Why do this problem?
consolidates children's understanding of line symmetry. The nature of the task allows learners to explore line symmetry in a creative way, and the resulting pictures will make an engaging and attractive display which will remind children about the mathematical ideas.
The best way to introduce this challenge is probably to demonstrate how to cut the square, step by step, as the children each do the same with a square of their own, or one between two.
Once they have finished cutting, ask them to stick the centre piece down on the centre of the backing paper, but encourage them to arrange the strips of paper before sticking them down! Leave the children to decide for themselves how to create the symmetrical design.

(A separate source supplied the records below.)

Issue #3017, opened 2024-06-27
Improved integration with LaunchDarkly


pkaeding:
Please review the [Community Note](https://github.com/trufflesecurity/trufflehog/blob/main/.github/community_note.md) before submitting

## Description

Hi, I work on the LaunchDarkly product security team, and I'm working on adding a `caller-identity` API endpoint, which could be used to validate a LaunchDarkly credential (API token, SDK key, mobile key, etc). It will give some information about which account/environment that token belongs to, to help give the caller some context.

The idea is that this will work for any LD token, of any type, with any permission level (so you don't have to risk trying an API that might not be allowed for the credential you have, but it is still valid for other types of access).

My intended use-cases include tools like trufflehog, but also LD admins/users who find a token in a config management tool somewhere, and need to determine if it is still valid, and what it is used for. 

So, my question: would the Trufflehog project be interested in a contribution from me to update the [current](https://github.com/trufflesecurity/trufflehog/blob/main/pkg/detectors/launchdarkly/launchdarkly.go) LaunchDarkly detector to use this new purpose-built API?

### Preferred Solution
I am proposing simplifying https://github.com/trufflesecurity/trufflehog/blob/main/pkg/detectors/launchdarkly/launchdarkly.go to call a single API that is made for this purpose, rather than using the API token list endpoint, and instantiating an LD SDK, to try to validate the different types of credentials.

#### References

* API Docs: https://apidocs.launchdarkly.com/tag/Other#operation/getCallerIdentity

PR #3018, opened 2024-06-27
update LaunchDarkly detector to use the caller-identity API

pkaeding:
### Description:
Updates the LaunchDarkly detector to use the new `caller-identity` API, built by the LaunchDarkly security team to support this kind of use case.

This way, secret scanners don't need to depend on other APIs, which may result in false-negative results if the credential found simply doesn't have permission to access that resource. Also, this means there is no need to instantiate an LD SDK to test SDK keys, which is a rather heavyweight operation (compared to what is needed here).

Also, improved the tests so they pass (unless I misunderstood what the tests were trying to do... they seemed to fail on main when I ran them, because the ExtraData was not present in the expected objects, and the `Scanner` object that was defined in the test cases was not being used by the tests, so the test case for the unexpected response code failed.

Addresses https://github.com/trufflesecurity/trufflehog/issues/3017

### Checklist:


pkg/detectors/launchdarkly/launchdarkly_test.go
```diff
@@ -99,30 +100,26 @@ func TestLaunchDarkly_FromChunk(t *testing.T) {
...
-					ctx:    context.Background(),
-					data:   []byte(fmt.Sprintf("You can find a launchdarkly sdk secret %s within", sdkSecret)),
-					verify: true,
-				},
-				want: []detectors.Result{
-					{
-						DetectorType: detectorspb.DetectorType_LaunchDarkly,
-						Verified:     true,
-					},
+		{
```
ahrav, line 103: ❤️

pkg/detectors/launchdarkly/launchdarkly_test.go
```diff
@@ -132,6 +129,14 @@ func TestLaunchDarkly_FromChunk(t *testing.T) {
 					t.Fatalf("no raw secret present: \n %+v", got[i])
 				}
 				got[i].Raw = nil
+
+				// Do we expect to be comparing the ExtraData?
```
ahrav, line 133: The template detector doesn't include the comparison feature because not all detectors support it. Implementors can choose to test it, but it's not required.

ahrav (approved):
Thanks so much @pkaeding for taking the time to get this updated, we really appreciate the improvements.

When everyone has made their 'exploded' square, choose some of the pictures to stimulate discussion amongst the whole group. How do they know that there is a line of symmetry? You might select designs that demonstrate innovative ways of arranging the pieces, or those that represent a range of orientations of the mirror line.
Ask the children what they could do differently to make a different kind of exploding square. Give them the opportunity to create another square based on their own idea or someone else's suggestion.
You might want to spend some time at the end of the session asking the children to group their pictures in different ways, and justify their groupings. This is an ideal way to summarise the task in a way that actively involves the learners themselves.
How do you know that this is a line of symmetry?
Tell me about your picture.
What happens if you fold the square of paper in half in a different way?
How could you create a picture with the mirror line in a different orientation?
How about folding two (or more) squares together so that you cut them in exactly the same way but then arrange them differently on the backing paper?
What is the same about these two pictures?
What is different about these pictures?
How could you group these pictures? Can you explain why you've grouped them in that way?
Encourage children to explore what happens when they fold the square more than once. Many children will also have their own ideas to investigate.
Some learners may like to draw in their cutting lines with pencil before using scissors.